RECORDS SHOWN:

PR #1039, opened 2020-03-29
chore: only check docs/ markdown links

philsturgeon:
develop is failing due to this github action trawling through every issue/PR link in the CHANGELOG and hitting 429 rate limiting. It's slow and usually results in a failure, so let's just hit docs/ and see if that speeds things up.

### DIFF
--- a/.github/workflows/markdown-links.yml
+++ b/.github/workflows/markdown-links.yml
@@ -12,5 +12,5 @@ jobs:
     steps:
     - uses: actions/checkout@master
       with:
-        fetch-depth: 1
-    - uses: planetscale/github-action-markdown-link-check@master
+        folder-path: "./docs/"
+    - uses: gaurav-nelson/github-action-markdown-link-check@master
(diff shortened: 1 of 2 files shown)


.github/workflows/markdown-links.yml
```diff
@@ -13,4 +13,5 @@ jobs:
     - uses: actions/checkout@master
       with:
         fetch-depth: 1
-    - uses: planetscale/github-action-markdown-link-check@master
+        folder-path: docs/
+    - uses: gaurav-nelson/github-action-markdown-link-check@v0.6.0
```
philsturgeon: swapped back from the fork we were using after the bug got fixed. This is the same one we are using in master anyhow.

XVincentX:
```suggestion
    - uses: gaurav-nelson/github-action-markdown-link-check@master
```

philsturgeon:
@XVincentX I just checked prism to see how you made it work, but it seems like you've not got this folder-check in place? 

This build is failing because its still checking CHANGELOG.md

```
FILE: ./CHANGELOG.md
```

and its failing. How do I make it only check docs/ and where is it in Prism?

...

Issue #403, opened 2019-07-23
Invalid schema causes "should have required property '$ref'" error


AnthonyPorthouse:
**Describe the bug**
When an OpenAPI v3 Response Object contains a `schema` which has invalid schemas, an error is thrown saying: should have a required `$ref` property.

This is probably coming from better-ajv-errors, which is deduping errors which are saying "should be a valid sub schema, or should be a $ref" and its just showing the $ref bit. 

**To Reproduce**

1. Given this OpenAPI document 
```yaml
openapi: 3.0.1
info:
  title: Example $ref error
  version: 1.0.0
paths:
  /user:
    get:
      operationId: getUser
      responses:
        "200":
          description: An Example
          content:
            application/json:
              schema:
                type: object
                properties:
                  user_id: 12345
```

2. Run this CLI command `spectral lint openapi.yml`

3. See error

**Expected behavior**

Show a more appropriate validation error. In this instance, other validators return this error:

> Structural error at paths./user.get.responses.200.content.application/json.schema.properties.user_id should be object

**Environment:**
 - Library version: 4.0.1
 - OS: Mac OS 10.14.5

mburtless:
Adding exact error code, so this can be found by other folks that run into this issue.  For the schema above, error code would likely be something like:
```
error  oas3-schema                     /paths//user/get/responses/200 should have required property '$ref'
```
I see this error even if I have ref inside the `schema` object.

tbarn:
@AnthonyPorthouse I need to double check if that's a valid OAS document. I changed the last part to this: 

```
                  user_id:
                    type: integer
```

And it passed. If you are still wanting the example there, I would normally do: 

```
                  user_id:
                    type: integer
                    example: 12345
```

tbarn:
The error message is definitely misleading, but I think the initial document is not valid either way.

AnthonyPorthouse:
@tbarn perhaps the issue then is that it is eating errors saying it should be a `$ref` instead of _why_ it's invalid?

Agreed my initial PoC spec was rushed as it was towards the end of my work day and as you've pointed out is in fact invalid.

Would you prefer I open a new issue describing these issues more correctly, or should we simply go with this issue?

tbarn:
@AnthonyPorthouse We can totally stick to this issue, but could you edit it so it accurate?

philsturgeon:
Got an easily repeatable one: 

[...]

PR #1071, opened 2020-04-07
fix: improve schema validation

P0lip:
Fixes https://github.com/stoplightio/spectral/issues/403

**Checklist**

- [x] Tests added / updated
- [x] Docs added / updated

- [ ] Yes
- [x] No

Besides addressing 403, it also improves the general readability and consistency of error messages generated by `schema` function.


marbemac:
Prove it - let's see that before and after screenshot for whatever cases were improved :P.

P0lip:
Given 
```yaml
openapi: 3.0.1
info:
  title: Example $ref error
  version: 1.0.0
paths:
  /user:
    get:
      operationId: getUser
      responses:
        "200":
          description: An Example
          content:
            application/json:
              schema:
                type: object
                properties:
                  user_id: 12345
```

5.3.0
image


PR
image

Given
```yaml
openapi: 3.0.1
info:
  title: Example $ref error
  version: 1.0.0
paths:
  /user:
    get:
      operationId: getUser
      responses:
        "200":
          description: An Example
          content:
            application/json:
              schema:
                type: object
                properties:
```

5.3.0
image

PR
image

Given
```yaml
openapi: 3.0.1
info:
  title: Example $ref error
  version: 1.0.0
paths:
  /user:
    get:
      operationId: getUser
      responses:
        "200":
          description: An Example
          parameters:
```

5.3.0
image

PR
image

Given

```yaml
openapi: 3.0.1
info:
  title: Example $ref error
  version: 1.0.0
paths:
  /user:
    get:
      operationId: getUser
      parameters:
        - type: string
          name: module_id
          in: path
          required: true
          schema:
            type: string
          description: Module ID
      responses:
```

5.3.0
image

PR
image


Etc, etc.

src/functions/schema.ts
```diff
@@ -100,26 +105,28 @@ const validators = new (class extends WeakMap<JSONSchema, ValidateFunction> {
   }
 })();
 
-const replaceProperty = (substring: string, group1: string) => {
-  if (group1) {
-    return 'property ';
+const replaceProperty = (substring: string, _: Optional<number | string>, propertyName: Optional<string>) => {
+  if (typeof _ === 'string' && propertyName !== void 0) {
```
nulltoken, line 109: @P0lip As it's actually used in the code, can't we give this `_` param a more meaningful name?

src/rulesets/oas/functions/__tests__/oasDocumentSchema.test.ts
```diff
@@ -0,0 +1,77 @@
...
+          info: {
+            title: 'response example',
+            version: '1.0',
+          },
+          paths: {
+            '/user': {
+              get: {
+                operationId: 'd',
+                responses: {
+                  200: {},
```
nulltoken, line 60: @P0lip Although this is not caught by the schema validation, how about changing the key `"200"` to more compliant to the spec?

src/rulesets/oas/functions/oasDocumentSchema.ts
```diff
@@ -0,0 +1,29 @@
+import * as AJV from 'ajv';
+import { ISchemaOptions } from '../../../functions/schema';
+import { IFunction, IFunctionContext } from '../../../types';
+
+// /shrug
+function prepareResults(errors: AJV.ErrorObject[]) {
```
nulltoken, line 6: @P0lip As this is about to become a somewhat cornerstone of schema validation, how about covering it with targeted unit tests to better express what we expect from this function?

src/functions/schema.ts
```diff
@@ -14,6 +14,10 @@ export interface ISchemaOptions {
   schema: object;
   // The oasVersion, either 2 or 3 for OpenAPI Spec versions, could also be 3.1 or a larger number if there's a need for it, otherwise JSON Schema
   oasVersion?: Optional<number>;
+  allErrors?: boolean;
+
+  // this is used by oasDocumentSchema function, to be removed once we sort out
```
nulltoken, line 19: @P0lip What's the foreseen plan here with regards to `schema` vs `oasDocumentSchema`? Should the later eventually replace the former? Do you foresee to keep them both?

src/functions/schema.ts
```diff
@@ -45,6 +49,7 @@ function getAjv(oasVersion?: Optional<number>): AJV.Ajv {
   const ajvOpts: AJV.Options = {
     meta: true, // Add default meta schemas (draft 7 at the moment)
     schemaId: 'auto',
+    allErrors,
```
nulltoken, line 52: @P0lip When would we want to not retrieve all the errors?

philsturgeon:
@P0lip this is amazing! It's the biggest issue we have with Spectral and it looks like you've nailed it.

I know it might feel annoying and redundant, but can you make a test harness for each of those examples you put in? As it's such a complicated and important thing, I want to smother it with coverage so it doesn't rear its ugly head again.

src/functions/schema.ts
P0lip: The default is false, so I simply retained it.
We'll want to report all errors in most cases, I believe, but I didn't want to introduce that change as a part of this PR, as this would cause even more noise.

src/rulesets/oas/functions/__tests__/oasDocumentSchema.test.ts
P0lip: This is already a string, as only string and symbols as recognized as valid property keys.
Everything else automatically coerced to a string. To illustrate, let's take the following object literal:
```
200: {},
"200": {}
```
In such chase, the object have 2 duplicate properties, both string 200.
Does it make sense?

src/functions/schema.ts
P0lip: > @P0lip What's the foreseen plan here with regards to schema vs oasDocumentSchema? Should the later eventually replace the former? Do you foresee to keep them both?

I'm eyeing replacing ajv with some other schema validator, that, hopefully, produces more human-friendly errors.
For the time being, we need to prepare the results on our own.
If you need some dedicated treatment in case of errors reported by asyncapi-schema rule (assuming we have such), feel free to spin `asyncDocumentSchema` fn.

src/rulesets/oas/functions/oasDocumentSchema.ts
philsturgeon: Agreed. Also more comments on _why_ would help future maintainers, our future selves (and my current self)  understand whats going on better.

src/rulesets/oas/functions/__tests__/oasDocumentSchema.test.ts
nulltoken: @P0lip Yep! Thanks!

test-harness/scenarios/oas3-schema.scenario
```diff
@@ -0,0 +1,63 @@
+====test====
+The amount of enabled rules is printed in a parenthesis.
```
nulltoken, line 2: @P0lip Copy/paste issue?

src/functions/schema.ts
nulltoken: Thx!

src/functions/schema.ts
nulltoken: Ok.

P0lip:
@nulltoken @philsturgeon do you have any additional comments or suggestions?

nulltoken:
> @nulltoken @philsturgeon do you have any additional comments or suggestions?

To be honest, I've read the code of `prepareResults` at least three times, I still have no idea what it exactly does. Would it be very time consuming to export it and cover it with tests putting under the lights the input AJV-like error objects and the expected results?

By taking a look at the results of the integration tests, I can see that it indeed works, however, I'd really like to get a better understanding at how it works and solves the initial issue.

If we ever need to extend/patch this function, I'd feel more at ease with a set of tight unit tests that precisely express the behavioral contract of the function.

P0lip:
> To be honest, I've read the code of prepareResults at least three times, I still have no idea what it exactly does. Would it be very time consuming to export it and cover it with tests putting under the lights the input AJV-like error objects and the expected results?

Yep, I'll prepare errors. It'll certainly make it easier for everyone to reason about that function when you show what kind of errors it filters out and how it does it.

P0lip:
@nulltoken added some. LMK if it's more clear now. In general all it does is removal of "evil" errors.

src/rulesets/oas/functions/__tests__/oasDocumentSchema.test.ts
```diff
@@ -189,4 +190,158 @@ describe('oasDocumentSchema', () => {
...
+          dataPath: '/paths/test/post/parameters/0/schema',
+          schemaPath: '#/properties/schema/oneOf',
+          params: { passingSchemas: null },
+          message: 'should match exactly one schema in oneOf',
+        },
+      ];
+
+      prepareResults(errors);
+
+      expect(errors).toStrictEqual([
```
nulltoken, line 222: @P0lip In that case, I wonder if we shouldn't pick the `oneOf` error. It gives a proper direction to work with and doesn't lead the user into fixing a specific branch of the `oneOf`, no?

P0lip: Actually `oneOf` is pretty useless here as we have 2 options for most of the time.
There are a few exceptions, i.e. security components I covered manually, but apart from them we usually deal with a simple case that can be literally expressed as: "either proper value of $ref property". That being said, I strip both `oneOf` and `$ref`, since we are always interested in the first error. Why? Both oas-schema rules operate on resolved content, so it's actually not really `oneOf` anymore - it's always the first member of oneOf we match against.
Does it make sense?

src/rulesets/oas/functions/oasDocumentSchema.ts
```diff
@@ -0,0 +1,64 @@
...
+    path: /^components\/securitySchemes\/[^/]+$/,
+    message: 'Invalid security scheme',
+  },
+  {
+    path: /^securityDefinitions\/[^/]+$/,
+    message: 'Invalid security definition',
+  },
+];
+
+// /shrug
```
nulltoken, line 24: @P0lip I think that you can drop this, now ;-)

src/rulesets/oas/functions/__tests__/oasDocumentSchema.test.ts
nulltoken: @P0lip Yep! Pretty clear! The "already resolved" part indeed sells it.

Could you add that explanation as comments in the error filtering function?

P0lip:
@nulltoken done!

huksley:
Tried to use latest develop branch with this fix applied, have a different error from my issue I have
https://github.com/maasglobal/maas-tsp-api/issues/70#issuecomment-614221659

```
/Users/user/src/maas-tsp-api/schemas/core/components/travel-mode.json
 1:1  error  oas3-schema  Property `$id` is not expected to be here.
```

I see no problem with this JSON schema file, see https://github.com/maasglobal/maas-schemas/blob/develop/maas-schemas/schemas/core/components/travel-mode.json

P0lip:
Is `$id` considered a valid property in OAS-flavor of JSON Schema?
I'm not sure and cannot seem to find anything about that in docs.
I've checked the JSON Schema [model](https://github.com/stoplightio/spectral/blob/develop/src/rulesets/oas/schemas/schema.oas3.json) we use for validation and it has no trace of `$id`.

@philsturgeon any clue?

EXERCISE:
Go through the material above, and wherever a line contains the string "gaurav", return it.

YOUR SOLUTION:
+    - uses: gaurav-nelson/github-action-markdown-link-check@master
+    - uses: gaurav-nelson/github-action-markdown-link-check@v0.6.0
    - uses: gaurav-nelson/github-action-markdown-link-check@master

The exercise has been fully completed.